*** Opening DATA FOR REVIEW ***
PR #8663, opened 2020-08-05
update korean 7.8.9

yunbj:


donho:
@yunbj 
Thank you for your update. 

yunbj:
deprecated.

#8832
*** Closing DATA FOR REVIEW ***
* [WHAT YOU SHOULD DO]: Looking at the records above, state the number of lines where the word "update" occurs, and write nothing beyond it.

* [ANSWER TO THIS TASK]: 2